# What's Your Favorite CF Express Card and Why?



## digigal (Aug 7, 2020)

Looking for another CF Express card for my R5 and this is my first camera that has used them so haven't developed a favorite so far. Was generally using San Disk Extreme Pro SD cards and never had a problem with them but both some Lexar SD XC II for my R and was using them in my R5 and it kept crashing because they were too slow--probably my error. Don't want to make that mistake again. I currently have a SanDisk ExtremePro CF Express for my R5 and it seems to work great. Don't know whether to just stick with that or it folks have found something they think is more reliable/durable. Thanks--
Catherine


----------



## john1970 (Aug 7, 2020)

If you want to try other cards I would recommend Sony Tough G series or the Prograde Cobalt series. Both should work great in the R5. I use Sony Tough G cards because they have solid read speeds and are made exceptionally well. The Tough G SD cards are especially robust when compared to normal cards.


----------



## unfocused (Aug 7, 2020)

You only need the ProGrade Cobalt if you are shooting high resolution video. I use the regular ProGrade cards. Have only had the 1Dx III for a month and can't shoot any sports now, so hard to know if any problems, but I've used ProGrade CFast and ProGrade SD ever since they came out and never had a problem. I've had a lot of problems lately with Lexar SD cards, so I'm no longer buying Lexar. ProGrade has the advantage that they are cheaper too. I buy 128gb cards because I'm shooting stills and that's way more memory than I need for stills. With CFExpress, I believe only SanDisk makes 64gb cards. 128 seems like the minimum you can get in other brands.


----------



## digigal (Aug 7, 2020)

unfocused said:


> You only need the ProGrade Cobalt if you are shooting high resolution video. I use the regular ProGrade cards. Have only had the 1Dx III for a month and can't shoot any sports now, so hard to know if any problems, but I've used ProGrade CFast and ProGrade SD ever since they came out and never had a problem. I've had a lot of problems lately with Lexar SD cards, so I'm no longer buying Lexar. ProGrade has the advantage that they are cheaper too. I buy 128gb cards because I'm shooting stills and that's way more memory than I need for stills. With CFExpress, I believe only SanDisk makes 64gb cards. 128 seems like the minimum you can get in other brands.

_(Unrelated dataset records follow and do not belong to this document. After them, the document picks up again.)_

PR #927, opened 2024-05-15
Network module

mgordel:


src/network/network.module.ts
```diff
@@ -1,11 +1,213 @@
...
+        if (!network.isNodeIpUnique(ipv4)) {
+          throw new GolemNetworkError(
+            `IP '${nodeIp.toString()}' has already been assigned in this network.`,
+            NetworkErrorCode.AddressAlreadyAssigned,
+            network.getNetworkInfo(),
+          );
+        }
+      } else {
+        ipv4 = network.getFirstAvailableIpAddress();
+      }
```
SewerynKras, line 165: This is really hard to read with all that nesting, what do you think about a refactor to move the logic of finding a free ip to a separate function?
```ts
private getFreeIpInNetwork(network: Network, targetIp?: string): IPv4 {
    if (!targetIp) {
      return network.getFirstAvailableIpAddress();
    }
    const ipv4 = IPv4.fromString(targetIp);
    if (!network.isIpInNetwork(ipv4)) {
      throw new GolemNetworkError(
        `The given IP ('${targetIp}') address must belong to the network ('${network.getNetworkInfo().ip}').`,
        NetworkErrorCode.AddressOutOfRange,
        network.getNetworkInfo(),
      );
    }
    if (!network.isNodeIpUnique(ipv4)) {
      throw new GolemNetworkError(
        `IP '${targetIp.toString()}' has already been assigned in this network.`,
        NetworkErrorCode.AddressAlreadyAssigned,
        network.getNetworkInfo(),
      );
    }
    return ipv4;
  }

  async createNetworkNode(network: Network, nodeId: string, nodeIp?: string): Promise<NetworkNode> {
    if (!network.isNodeIdUnique(nodeId)) {
      throw new GolemNetworkError(
        `Network ID '${nodeId}' has already been assigned in this network.`,
        NetworkErrorCode.AddressAlreadyAssigned,
        network.getNetworkInfo(),
      );
    }
    try {
      const ipv4 = this.getFreeIpInNetwork(network, nodeIp);
      const node = await this.deps.networkApi.createNetworkNode(network, nodeId, ipv4.toString());
      network.addNode(node);
      this.deps.logger.info(`Node has been added to the network.`, { id: nodeId, ip: ipv4.toString() });
      return node;
      //.. rest
```

src/network/network.module.ts
```diff
@@ -1,11 +1,213 @@
...
+      const node = await this.deps.networkApi.createNetworkNode(network, nodeId, ipv4.toString());
+      network.addNode(node);
+      this.deps.logger.info(`Node has been added to the network.`, { id: nodeId, ip: ipv4.toString() });
+      return node;
+    } catch (error) {
+      if (error instanceof GolemNetworkError) {
+        throw error;
+      }
+      throw new GolemNetworkError(
+        `Unable to add node to network. ${error?.data?.message || error.toString()}`,
```
SewerynKras, line 175: you can get a better error message than `error?.data?.message || error.toString()` with `getMessageFromApiError`

src/network/network.module.ts
```diff
@@ -1,11 +1,213 @@
...
+      this.deps.logger.info(`Node has been removed from the network.`, {
+        network: network.getNetworkInfo().ip,
+        nodeIp: node.ip,
+      });
+    } catch (error) {
+      if (error instanceof GolemNetworkError) {
+        throw error;
+      }
+      throw new GolemNetworkError(
+        `Unable to remove network node. ${error}`,
```
SewerynKras, line 202: Same as above, `${error}` will not display the response from yagna in case of api error unless you use `getMessageFromApiError`

src/shared/yagna/adapters/network-api-adapter.ts
```diff
@@ -0,0 +1,37 @@
...
+    await this.yagnaApi.net.addNode(network.id, { id: nodeId, ip: nodeIp });
+    return new NetworkNode(nodeId, nodeIp, network.getNetworkInfo.bind(network));
+  }
+  async removeNetworkNode(network: Network, node: NetworkNode): Promise<void> {
+    await this.yagnaApi.net.removeNode(network.id, node.id);
+  }
+
+  async getIdentity() {
+    return this.yagnaApi.identity.getIdentity().then((res) => res.identity);
+  }
```
SewerynKras, line 30: I think calls to yagna api should be wrapped in try-catch blocks and mapped to our domain errors. At least that's what I did in all other adapters

SewerynKras (changes requested):

SewerynKras:
I ran the example a couple times and twice I got this error:
image
I think there is a race condition between the callback that happens in `oneOf`:
```ts
    // Attach handlers for cleanup after all work's done
    lease.events.once("finalized", async () => {
      if (options?.network && networkNode) {
        await this.network.removeNetworkNode(options.network, networkNode);
      }
      await this.payment.releaseAllocation(allocation);
    });
```
and the network being destroyed with `glm.destroyNetwork`.

SewerynKras:
If I add artificial delay to the request that removes the node
(fragment of `network.module.ts`)
```ts
 async removeNetworkNode(network: Network, node: NetworkNode): Promise<void> {
    if (!network.hasNode(node)) {
      throw new GolemNetworkError(
        `The network node ${node.id} does not belong to the network`,
        NetworkErrorCode.NodeRemovalFailed,
        network.getNetworkInfo(),
      );
    }
    try {
      await sleep(1, false); // <-----------------------------------
      await this.deps.networkApi.removeNetworkNode(network, node);
      network.removeNode(node);
```
then I get an error 100% of the time. Maybe we should add an async lock to network operations? (add node, remove node, remove network)

mgordel:
Yes, async lock will be necessary, I was also thinking of making the network state, after remove it would change to `removed` and then for this state node removal would be ignored or only logged with warning

src/network/network.ts
```diff
@@ -73,12 +86,26 @@ export class Network {
...
+        this.getNetworkInfo(),
+      );
+    }
     if (!this.hasNode(node)) {
       throw new GolemNetworkError(`There is no node ${node.id} in the network`, NetworkErrorCode.NodeRemovalFailed);
     }
     this.nodes.delete(node.id);
   }
 
+  public remove() {
```
SewerynKras, line 102: `remove` implies that this does something (like call yagna) but it only sets the state as removed. Maybe we could rename it to something like `markAsRemoved`?

SewerynKras (approved):

SewerynKras:
Implementation looks good, if you have the time you can rewrite the example to use `manyOf` instead of creating two demands

PR #928, opened 2024-05-16
Grisha87/deprecated payment service removal

grisha87:


examples/advanced/event-driven-payments.ts
SewerynKras, line 1: What's the point of this example? If no work is being done then no debit notes will be emitted

examples/basic/hello-world.ts
```diff
@@ -65,8 +74,8 @@ import { pinoPrettyLogger } from "@golem-sdk/pino-logger";
     await proposalPool.remove(draftProposal);
 
     // This will keep the script waiting for payments etc
+    // Also it will release the allocation internally
```
SewerynKras, line 77: why? Allocations are reused across leases, so if we terminate one all others will no longer be able to pay their invoices?

src/deployment/deployment.ts
```diff
@@ -153,7 +153,8 @@ export class Deployment {
     // TODO: allocation is not used in this api?
     // eslint-disable-next-line @typescript-eslint/no-unused-vars
     const allocation = await this.modules.payment.createAllocation({
-      budget: 1,
+      budget: 1, // TODO: Shouldn't this be generated by the deployment internally when the demand is known?
```
SewerynKras, line 156: `this.modules.market.estimateBudget(demand)`

src/deployment/deployment.ts
```diff
@@ -153,7 +153,8 @@ export class Deployment {
...
+      expirationSec: 24 * 60 * 60,
```
SewerynKras, line 157: not a fan of hard-coding this, can't we do `demand.market.rentHours * 60 * 60`?

src/experimental/new-api/index.ts
SewerynKras, line 1: empty file

src/golem-network.ts
```diff
@@ -251,9 +259,13 @@ export class GolemNetwork {
     const agreement = await this.market.proposeAgreement(draftProposal);
     proposalSubscription.unsubscribe();
 
-    const allocation = await this.payment.createAllocation({ budget: 1 });
     const lease = this.market.createLease(agreement, allocation);
 
+    // Attach handlers for cleanup after all work's done
+    lease.events.once("finalized", async () => {
+      await this.payment.releaseAllocation(allocation);
+    });
```
SewerynKras, line 267: If the lease fails to finalize (for example provider never sends the invoice or there is some error while killing activity) then theoretically the allocation will never be cleared :/ Not sure what to do about this tbh, maybe `finalized` should emit even if the function errors

src/shared/utils/waitForCondition.ts
```diff
@@ -12,16 +12,15 @@ import { GolemTimeoutError } from "../error/golem-error";
...
+  check: () => boolean | Promise<boolean>,
   opts = { timeoutSeconds: 30, intervalSeconds: 1 },
 ): Promise<void> {
   let verifyInterval: NodeJS.Timeout | undefined;
   let waitTimeout: NodeJS.Timeout | undefined;
 
   const verify = new Promise<void>((resolve) => {
-    verifyInterval = setInterval(() => {
-      if (check()) {
-        clearInterval(verifyInterval);
```
SewerynKras, line 24: why are we no longer clearing the interval? Wouldnt that call `check` indefinitely?

SewerynKras (changes requested):

examples/advanced/event-driven-payments.ts
grisha87: Merely a draft for an example. I'm going to drop it from the PR. I'm curious about your opinion on this API. The idea was that we could also have examples that can show how people can use rxjs + events with the SDK to build a hello world, but I didn't start implementing the APIs for the other components (market, activity) etc.

examples/basic/hello-world.ts
grisha87: You're right. That's a leftover after one of the changes. I dropped the comment and added `await glm.payment.releaseAllocation(allocation);` below `finalize` call in the example.

src/experimental/new-api/index.ts
grisha87: Dropped

src/golem-network.ts
grisha87: I will cover this and trigger the event in `finally`

src/deployment/deployment.ts
grisha87: It actually could be entirely dropped (this line), as the allocation is not used in that file at any case.

src/deployment/deployment.ts
grisha87: It actually could be entirely dropped (this line), as the allocation is not used in that file at any case.

src/agreement/lease-process.ts
```diff
@@ -75,14 +75,19 @@ export class LeaseProcess {
...
+    try {
+      this.logger.debug("Waiting for payment process of agreement to finish", { agreementId: this.agreement.id });
+      if (this.currentActivity) {
+        await this.activityApi.destroyActivity(this.currentActivity);
+        await this.agreementApi.terminateAgreement(this.agreement);
+      }
+      await waitForCondition(() => this.paymentProcess.isFinished());
+      this.logger.debug("Payment process for agreement finalized", { agreementId: this.agreement.id });
+    } catch (error) {
+      this.logger.error("Payment process finalization failed", { agreementId: this.agreement.id, error });
```
SewerynKras, line 87: we should re-throw the error if finalization fails

src/deployment/deployment.ts
```diff
@@ -150,12 +150,6 @@ export class Deployment {
 
     await this.dataTransferProtocol.init();
 
-    // TODO: allocation is not used in this api?
-    // eslint-disable-next-line @typescript-eslint/no-unused-vars
-    const allocation = await this.modules.payment.createAllocation({
-      budget: 1, // TODO: Shouldn't this be generated by the deployment internally when the demand is known?
-      expirationSec: 24 * 60 * 60,
-    });
```
SewerynKras, line 157: Yeah, it's not used now because agreement pool doesn't take an allocation, but in the parallel universe where we have `leaseProcessPool` it uses this allocation, please leave it here and if possible remove the hard coded budget and expirationSec

examples/advanced/event-driven-payments.ts
SewerynKras: So an even lower level API that doesn't even use lease process but "raw" agreements and activities? Could be useful but not for 3.0

SewerynKras (changes requested):

src/deployment/deployment.ts
grisha87: Addressing this type of allocation within the context of the deployment isn't going to be fast. I'd like to discuss my findings from the implementation attempt I just made, so that we can design how this should look in it's ultimate form - instead of a hack.

SewerynKras (approved):

PR #934, opened 2024-05-22
Many-of

SewerynKras:


src/golem-network/golem-network.ts
```diff
@@ -0,0 +1,379 @@
...
+  WebSocketBrowserStorageProvider,
+} from "../shared/storage";
+
+export interface GolemNetworkOptions {
+  logger?: Logger;
+  api?: {
+    key?: string;
+    url?: string;
+  };
+  market?: Partial<MarketOptions>;
```
mgordel, line 43: this was created earlier, but as we are here it could be improved.
this seems to be unused anywhere, as is `deployment`... only `PaymentModule` has its options, which in addition seem to duplicate `PaymentSpec` in `DemandSpec`.... this needs to be clarified

mgordel (approved):
I tested the example and everything seems ok

PR #936, opened 2024-05-23
Module restructuring

grisha87:
Introducing changes that align high-level, low-level and experimental modules according to what we agreed to during today's call.


src/golem-network.ts
```diff
@@ -1,4 +1,4 @@
-import { DataTransferProtocol, DeploymentOptions, GolemDeploymentBuilder } from "./deployment";
+import { DataTransferProtocol, DeploymentOptions, GolemDeploymentBuilder } from "./experimental/deployment";
```
SewerynKras, line 1: If deployment is moved to experimental then there should be a comment on `GolemNetwork.creteDeploymentBuilder` that it's experimental, or that method should be removed altogether

src/experimental.ts
SewerynKras, line 1: Experimental modules are now exported in two places, in `src/experimental.ts` and in `src/experimental/index.ts`. 
We should either:
-  delete `src/experimental/index.ts` or
-  replace this file with `export * from './experimental'` or
-  delete this file and change rollup config to use `src/experimental/index.ts`

src/golem-network.ts
SewerynKras: Pull changes from beta before doing this because after moving this file to `src/golem-network/` git thinks it's a new file

SewerynKras (changes requested):

src/experimental.ts
grisha87: I'm dropping `src/experimental.ts` and adjusting rollup configs.

SewerynKras (approved):

PR #942, opened 2024-05-27
Invoie and debit note filtering

SewerynKras:


src/market/agreement/service.ts
mgordel, line 1: I don't think it's used anywhere anymore and we can get rid of it

mgordel (approved):

src/market/agreement/service.ts
SewerynKras: Reputation relies on AgreementSelector and candidate, so I moved those to a separate file and deleted agreement pool service

PR #943, opened 2024-05-28
Lease Module

SewerynKras:


src/lease-process/lease.module.ts
```diff
@@ -0,0 +1,78 @@
...
+      paymentProcess,
+      this.deps.marketModule,
+      this.deps.activityModule,
+      this.deps.logger.child("lease-process"),
+      options,
+    );
+    paymentProcess.start();
+    lease.events.once("finalized", () => {
+      paymentProcess.stop();
+    });
```
mgordel, line 57: I just wonder if it is necessary to explicitly start and stop paymentProcess ... ? The PaymentProcess could automatically subscribe in constructor and unsubscribe is finished - when this.isFinished() === true

mgordel (approved):

PR #947, opened 2024-05-29
fix: ability to load env variables for subnet tag and payment network

mgordel:


src/payment/payment.module.ts
```diff
@@ -81,7 +82,7 @@ export class PaymentModuleImpl implements PaymentModule {
 
   private readonly options: Required<PaymentModuleOptions> = {
     driver: "erc20",
-    network: "holesky",
+    network: EnvUtils.getPaymentNetwork() || "holesky",
```
SewerynKras, line 85: `EnvUtils.getPaymentNetwork` and `EnvUtils.getYagnaSubnet` already have defaults if env is empty, no need for the `|| "holesky"` and `|| "public"`

SewerynKras: It's better to have defaults in one place

SewerynKras (changes requested):

SewerynKras (approved):

PR #948, opened 2024-05-29
Fix TODOs left in the codebase

SewerynKras:


src/shared/yagna/adapters/agreement-api-adapter.ts
```diff
@@ -119,7 +111,6 @@ export class AgreementApiAdapter implements IAgreementApi {
       }
 
       await withTimeout(
-        // TODO: Make a fix in ya-ts-client typings so that's going to be specifically {message:string}
```
SewerynKras, line 122: @mgordel @grisha87 Here the spec defines `Reason` as 
```yaml
    Reason:
      type: object
      description: >
        Generic Event reason information structure.
      required:
        - message
      properties:
        message:
          type: string
      additionalProperties: true
```
notice the `additionalProperties: true`, which gets converted to `Record<string, any` :( 
This is a bug in the generator not in ya-client. Apparently this got fixed in the actively maintained fork: https://github.com/ferdikoomen/openapi-typescript-codegen/issues/1909#issuecomment-1925791547

mgordel (approved):

PR #949, opened 2024-05-29
fix(activity): fixed streaming batch via EventSource and runAndStrem example

mgordel:


examples/basic/run-and-stream.ts
```diff
@@ -0,0 +1,48 @@
...
+      level: "info",
+    }),
+  });
+
+  try {
+    await glm.connect();
+    const lease = await glm.oneOf(order);
+    const exe = await lease.getExeUnit();
+
+    const remoteProcess = await exe.runAndStream("sleep 1 && echo 'Hello World' && echo 'Hello Golem' >&2");
```
SewerynKras, line 37: IMO it would be cool if we showcased a command that actually takes some time to complete here so the user can see the messages as they come, maybe even something as simple as:
```ts
    const remoteProcess = await exe.runAndStream(
      `
      sleep 1
      echo -n 'Hello from stdout' >&1
      echo -n 'Hello from stderr' >&2
      sleep 1
      echo -n 'Hello from stdout again' >&1
      echo -n 'Hello from stderr again' >&2
      sleep 1
      echo -n 'Hello from stdout yet again' >&1
      echo -n 'Hello from stderr yet again' >&2
      `,
    );
```

SewerynKras (approved):

examples/basic/run-and-stream.ts
mgordel: you're right, it's better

Yeah, I'll keep those Lexar SD Cards for my R--speed certainly isn't an issue there  and just go with CFExpress in the R5. Thanks for your input


----------



## Mt Spokane Photography (Aug 7, 2020)

I'd get a card that has been tested with the R5. All the cards overheat, I don't know if better tech is coming or not. I've only seen one where the manufacturer specifically says it was tested with a R5, thats the Delkin. They also detail the overheat and how the card slows down to counter it as much as possible. I expect they all have some sort of feature to do that, but don't tell you.

I expect any of the high end cards will work, but I haven't seen technical comparisons.










CFexpress™ Cards Explained - Delkin Devices


You may have heard of CFexpress™, but what exactly is it? Why does it look like XQD? Which cameras currently support it? Is it worth upgrading to? New technology brings A LOT of questions, and that’s why we’re here to breakdown what CFexpress™ is so that you can make a careful and informed...




www.delkindevices.com







https://20zd39mqrum43n6ecwj0vx15-wpengine.netdna-ssl.com/wp-content/uploads/2020/06/Camera_Compatibilty_Chart_042820.pdf











SanDisk Extreme Pro® CFexpress® Card Type B RescuePRO® Deluxe | Western Digital | Western Digital


When you’re shooting where the action is, the CFexpress® Card Type B unleashes the RAW performance of your gear. With read speeds up to 1700MB/s and write speeds up to 1400MB/s,6 you’ll get low latency during high-speed recording and an enhanced workflow efficiency that’s far beyond anything...




shop.westerndigital.com













Lexar® Professional CFexpress™ Type B Card


Capture high-quality images and seamless RAW 4K video with the Lexar® Professional CFexpress™ Type B card. Designed to leverage the capabilities of next generation cinema cameras and DSLRs, this rugged card supports both PCI Express® Gen 3 and NVMe protocol while providing high-speed...




www.lexar.com







https://www.sony.com/electronics/xqd-memory-cards/cfexpress-type-b-memory-card


----------



## Random Orbits (Aug 11, 2020)

I have a Sony Tough UHS-II card that started corrupting files a couple months after the warranty ran out. It was not part of the recent Sony recall. It was my only Sony card. Now I'm trying ProGrade Cobalt.


----------



## hovland (Aug 13, 2020)

It's worth noticing that Canon says that 8k raw movie recording is not supported on the San Disk Extreme Pro 64/128GB. ref https://asia.canon/en/support/8204818700
I don't know why, and it's a bit surprising considering the specs on the 128gb card


----------



## SteveC (Aug 14, 2020)

hovland said:


> It's worth noticing that Canon says that 8k raw movie recording is not supported on the San Disk Extreme Pro 64/128GB. ref https://asia.canon/en/support/8204818700
> I don't know why, and it's a bit surprising considering the specs on the 128gb card



I'd look at the card's _minimum_ sustained write speed.

If it will support everything else, it may be an option for me.


----------



## unfocused (Aug 14, 2020)

digigal said:


> Yeah, I'll keep those Lexar SD Cards for my R--speed certainly isn't an issue there  and just go with CFExpress in the R5. Thanks for your input


Had another Lexar SD Card go bad yesterday. This time the read/write switch fell off (have no idea where or when) and card now thinks it is read only. That's the fourth Lexar SD Card I've had go bad in less than a year. All were purchased from either B&H or Adorama, so I'm sure they were genuine. The quality control just doesn't seem to be there anymore.


----------